L’ensemble de ces données obtenues a ensuite donné lieu à la définition d’une trajectoire et un plan d’action pour les émissions de GES correspondantes aux activités du Périscope à l’horizon 2030 dans le respect des accords de Paris. L’équipe avait déjà quelques idées en tête mais l’exercice bilan carbone a permis de mettre ces idées au clair, et de trancher sur les décisions à prendre. 3 scenarios possibles : 1,5°C, Well Below 2°C et 2°C. Le Périscope souhaitait s’aligner sur une trajectoire à 1,5°C, mais une fois les analyses produites, le constat a été fait que ce choix n’était pas réaliste au vu des objectifs qu’il faudrait atteindre, et la trajectoire Well Below 2°C a été choisie, ce qui signifie pour le Périscope une réduction de 27% de la totalité de ses émissions à l’horizon 2030, avec la répartition suivante, et tout en gardant son cœur de métier et la richesse de ses activités et interventions :

AMONTDéplacement des artistes (travail sur les tournées)
Alimentation (végétalisation des repas)
COEUR-28%
Verdir sa consommation (passage à un fournisseur « vert »)
Limitation de la consommation énergétique (rénovation, isolation)
AVAL-28,5%
Déplacements visiteurs et Clients (transports en commun, mobilités douces)
Réduction des déchets

Des ressources collectives

En parallèle à ces actions à court et moyen termes, le Périscope souhaite poursuivre la dynamique collective sur la question carbone insufflée par la Promotion Climat, et entraine ses partenaires avec lui. Tout d’abord, un travail est mené au sein du projet européen Footprints auprès des artistes, des salles et des producteur·rices/agent·es participant·es et sélectionné·es, en organisant des tables-rondes et des ateliers de sensibilisation, mais également en travaillant ensemble à des tournées plus durables, en allongeant leurs durées et en diminuant les distances entre chaque date. Cette mutualisation des tournées avec d’autres salles et/ou festivals est un des leviers qui est également mis en avant par le Shift Project dans son rapport intermédiaire « Décarbonons la Culture »

L’équipe du Périscope a par ailleurs mis en place un questionnaire en interne pour interroger la nécessité des déplacements professionnels et comparer les différents modes de transports possibles.

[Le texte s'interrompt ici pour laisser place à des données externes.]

PR #573, opened 2025-05-09
Make `early_roll_out_mentor` an attribute of `Teacher`

### LINKED ISSUE #492: Make `early_roll_out_mentor` an attribute of `Teacher`
It's a table on its own at the moment containing just a TRN.

It should be a boolean column on the `teachers` table called `early_roll_out_mentor`.

_Originally posted by @peteryates in https://github.com/DFE-Digital/register-early-career-teachers-public/issues/491#issuecomment-2816670862_

peteryates:
Having a separate table that only contains a list of TRNs seems weird when we have a teachers table where TRN is an attribute.

If a teacher was an early roll out mentor, it should be an attribute of the teacher record.

This change drops the early roll out mentors table and model and replaces it with a flag on the teacher record. It also introduces a trait called `:early_roll_out_mentor` on the teachers factory we can use in tests to set them accordingly.

The seeds have been modified so the same records are marked as being ERO:

image

## Review notes

Pay particular attention to the changes I made in `app/wizards/schools/register_mentor_wizard/mentor.rb`. I didn't want to change logic outside of the service classes but other specs failed. I'm going  to do a follow up PR which moves the eligibility logic to its own service class. 

## Changes

- **Drop early_roll_out_mentors table, add teacher flag**
- **Remove early roll out mentors model and factory**
- **Update the seeds to populate the ERO mentor flag**
- **Update ERO tests to work with the teacher record**

Fixes #492


peteryates:
Closed as this took the wrong approach. There's already a way of checking if someone's ERO on teacher :man_facepalming:

PR #578, opened 2025-05-12
1538 - content updates to align with prototype

StephenC-V1:
1538 - content updates to align with prototype


tonyheadford (approved):
LGTM - just a question about should we be using `’` and `‘` instead of `'` in our content?

PR #582, opened 2025-05-12
1392 - Block ECTs from being registered for training if they have failed induction

ltello:
[Issue](https://github.com/DFE-Digital/register-ects-project-board/issues/1392)

image

Video:

https://github.com/user-attachments/assets/defff024-f466-46c2-a0c1-d8645c60d28c

### DIFF
--- a/app/components/test_guidance_component.rb
+++ b/app/components/test_guidance_component.rb
@@ -15,6 +15,9 @@ class TestGuidanceComponent < ViewComponent::Base
       [
         ["1000890", "15/01/1997", "JL049125A", "Induction completed"],
         ["3002564", "05/07/1991", "JK028223B", "Exempt from induction"],
+        ["3001899", "16/07/1991", "JL056123C", "Failed induction"],
+        ["3003943", "02/02/1964", "AB722128C", "No QTS"],
+        ["1000787", "01/04/1984", "JL056123B", "Alerts but not prohibited"],
         ["3002586", "03/02/1977", "OA647867D", ""],
         ["3002585", "02/01/1966", "MA251209B", ""],
         ["3002584", "24/11/1955", "RE937588C", ""],
--- a/spec/views/schools/register_ect_wizard/induction_failed.html.erb_spec.rb
+++ b/spec/views/schools/register_ect_wizard/induction_failed.html.erb_spec.rb
@@ -1,0 +1,20 @@
+RSpec.describe "schools/register_ect_wizard/induction_failed.html.erb" do
+  let(:ect) { double('ECT', full_name: 'John Doe') }
+
+  before do
+    assign(:ect, ect)
+    render
+  end
+
+  it "sets the page title" do
+    expect(sanitize(view.content_for(:page_title))).to eql('You cannot register John Doe')
+  end
+
+  it "displays the ECT's full name in the body" do
+    expect(rendered).to have_text("Our records show John Doe has failed their induction and is not eligible for further ECT training.")
+  end
+
+  it "includes a link to register another ECT" do
+    expect(rendered).to have_link('Register another ECT', href: schools_register_ect_wizard_find_ect_path)
+  end
+end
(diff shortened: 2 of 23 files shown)


spec/views/schools/register_ect_wizard/induction_failed.html.erb_spec.rb
```diff
@@ -0,0 +1,20 @@
+RSpec.describe "schools/register_ect_wizard/induction_failed.html.erb" do
+  let(:ect) { double('ECT', full_name: 'John Doe') }
+
+  before do
+    assign(:ect, ect)
+    render
+  end
+
+  it "sets the page title" do
+    expect(sanitize(view.content_for(:page_title))).to eql('You cannot register John Doe')
```
avinhurry, line 10: I don't think `sanitize` is needed here, `page_title` is just a plain string in the view helper, could it be simplified to: 

```suggestion
    expect(view.content_for(:page_title)).to eql('You cannot register John Doe')
```

spec/wizards/schools/register_ect_wizard/national_insurance_number_step_spec.rb
```diff
@@ -0,0 +1,199 @@
...
+        allow(fake_client).to receive(:find_teacher).and_return(
+          TRS::Teacher.new(
+            'trn' => '1234568',
+            'firstName' => 'Kirk',
+            'lastName' => 'Van Houten',
+            'dateOfBirth' => '1977-02-03',
+            'induction' => {
+              'status' => 'Failed'
+            }
+          )
```
avinhurry, line 127: This is repeated 3 times with the only difference being the induction status. 

It could be an idea to DRY it up by extracting it into a let block and then over-riding the induction status as required: 

```
let(:induction_status) { 'Failed' }

let(:teacher_data) do
  {
    'trn' => '1234568',
    'firstName' => 'Kirk',
    'lastName' => 'Van Houten',
    'dateOfBirth' => '1977-02-03',
    'induction' => {
      'status' => induction_status
    }
  }
end
```

avinhurry (approved):
Really good PR! Clear structure, good tests and covers edge cases.

Just a left a couple of totally optional suggestions on making the tests a bit cleaner.

app/components/test_guidance_component.rb
```diff
@@ -15,6 +15,9 @@ def rows
       [
         ["1000890", "15/01/1997", "JL049125A", "Induction completed"],
         ["3002564", "05/07/1991", "JK028223B", "Exempt from induction"],
+        ["3001899", "16/07/1991", "JL056123C", "Failed induction"],
+        ["3003943", "02/02/1964", "AB722128C", "No QTS"],
+        ["1000787", "01/04/1984", "JL056123B", "Alerts but not prohibited"],
```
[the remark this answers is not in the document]
ltello: These are ones that Claire wants to include for future scenarios

spec/views/schools/register_ect_wizard/induction_failed.html.erb_spec.rb
ltello: It is still needed. Special characters in people's names will be escaped by Rails and would not match the expected string.

spec/wizards/schools/register_ect_wizard/national_insurance_number_step_spec.rb
ltello: I just added a new commit with all your spec suggestions and a few more.

avinhurry: Nice - specs look much neater now. Thanks @ltello! 🚢

avinhurry (approved):
🚢

claire-hughez:
This looks great Lorenzo, I think I've found some unrelated issues though I'll share on Slack.

Image

Is this the name that TRS has stored in the pre-prod API lol?

Normally they have normal names so I was just surprised!

The link to check a teacher's record is incorrect. I feel like this has come up before. We might need a ticket to fix this separately if it's broken in other places. It should be https://www.gov.uk/guidance/check-a-teachers-record. I'm happy to have a search in the repo to fix it elsewhere if needed if you're ok to fix in this ticket?

Our 'block' to stop registration for the exempt record TRN 3002564 and the completed induction record 
TRN 1000890 is not working. This is pre-production data. This is the case in both RIAB for ABs and RECT for schools. This could be because:
1) In Pre-prod, the record is no longer exempt
2) We have some sort of bug somewhere on this

The pre-prod data for prohibited teacher records still works.

I'll check with TRS colleagues. This also highlights them changing the status of pre-prod records is might happen quite frequently as it happened with the failed record too.

PR #586, opened 2025-05-13
Run migrations before trying to boot the app

peteryates:
This is wholesale lifted from https://github.com/DFE-Digital/itt-mentor-services/.

There it was intended to ensure there are no problems caused by multiple containers trying to run the same migrations simultaneously. Here we'll benefit from that too, but also it will simplify our Dockerfile and mean we only need to worry about starting the app, not doing database migration stuff too.

### DIFF
--- a/config/terraform/application/application.tf
+++ b/config/terraform/application/application.tf
@@ -33,87 +33,26 @@ module "application_configuration" {
   )
 }
 
-# Run database migrations
-# https://guides.rubyonrails.org/active_record_migrations.html#preparing-the-database
-# Terraform waits for this to complete before starting web_application and worker_application
-resource "kubernetes_job" "migrations" {
-  metadata {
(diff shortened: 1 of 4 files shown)


config/terraform/application/application.tf
```diff
@@ -33,8 +33,86 @@ module "application_configuration" {
...
+    name      = "${var.service_name}-${var.environment}-migrations"
+    namespace = var.namespace
+  }
+
+  spec {
+    template {
+      metadata {
+        labels = { app = "${var.service_name}-${var.environment}-migrations" }
+        annotations = {
+          "logit.io/send" = "true"
```
RMcVelia, line 50: can you add "fluentbit.io/exclude" = "true"
as it stops us writing azure container logs alongside logit logs.

RMcVelia (approved):

PR #590, opened 2025-05-15
API docs skeleton

peteryates:
This change introduces some placeholder pages which can be used for documenting the API.

There's a landing page with a masthead which borrows heavily from [NPQ's API guidance](https://register-national-professional-qualifications.education.gov.uk/api/guidance).

| Main page | Content page |
| ------ | ----- |
| Screenshot From 2025-05-15 11-40-45 | Screenshot From 2025-05-15 11-40-54 |

## Release notes

| Rlease notes | Release note data |
| ------ | ----- |
|image | image |

Fixes DFE-Digital/register-ects-project-board#1615, DFE-Digital/register-ects-project-board#1617, DFE-Digital/register-ects-project-board#1618


app/controllers/api/guidance_controller.rb
```diff
@@ -0,0 +1,22 @@
...
+    end
+
+    def page
+      path = params[:page]
+
+      template = {
+        "page-1" => "page_1",
+        "page-2" => "page_2",
+        "page-3" => "page_3",
+      }.fetch(path)
```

Le Périscope porte par ailleurs la question carbone au sein du réseau AJC , collectif de 80 diffuseurs (festivals, clubs, scènes labellisées, …) s’engageant également dans différents projets collectifs. Il a pour cela lancé une expérimentation avec 10 structures (8 membres d’AJC et 2 partenaires du projet Footprints : Oslo Jazz Festival et Bimhuis à Amsterdam). Chacune de ces structures effectuera son bilan carbone en suivant la même méthodologie que celui du Périscope, c’est-à-dire en prenant en compte les Scope 1, 2 et 3 et les tournées des artistes pour l’année 2019, ce qui permettra une vision élargie de l’impact du secteur du Jazz et apportera des ordres de grandeurs et une feuille de route commune. Cette étude en cours donnera lieu à une première présentation publique lors de l’événement Jazzra à Clermont-Ferrand fin novembre.

Le Périscope s’est donc lancé dans une expérimentation, il se projette dans le temps et entraine ses partenaires et parties prenantes, en attendant d’entrainer l’ensemble du secteur. Si l’on considère l’industrie musicale dans son ensemble, cela peut sembler une goutte d’eau dans l’océan. Un groupe modeste jouant 30 à 40 concerts dans des salles de petite ou moyenne taille a une empreinte carbone annuelle de plus de 20 tonnes rien qu’en Europe. Comme le met en avant le rapport du Shift Project, un festival en périphérie rassemblant 280 000 personnes sur quatre jours émettra environ 13800 TeqCo2. Mais en démontrant l’importance pour l’industrie de la musique de s’aligner sur une trajectoire bas-carbone, par ses expérimentations et au-delà de la prévention des risques qu’il encourt, le secteur du jazz et des musiques improvisées peut montrer la voie et promouvoir un certain modèle plus frugal et durable.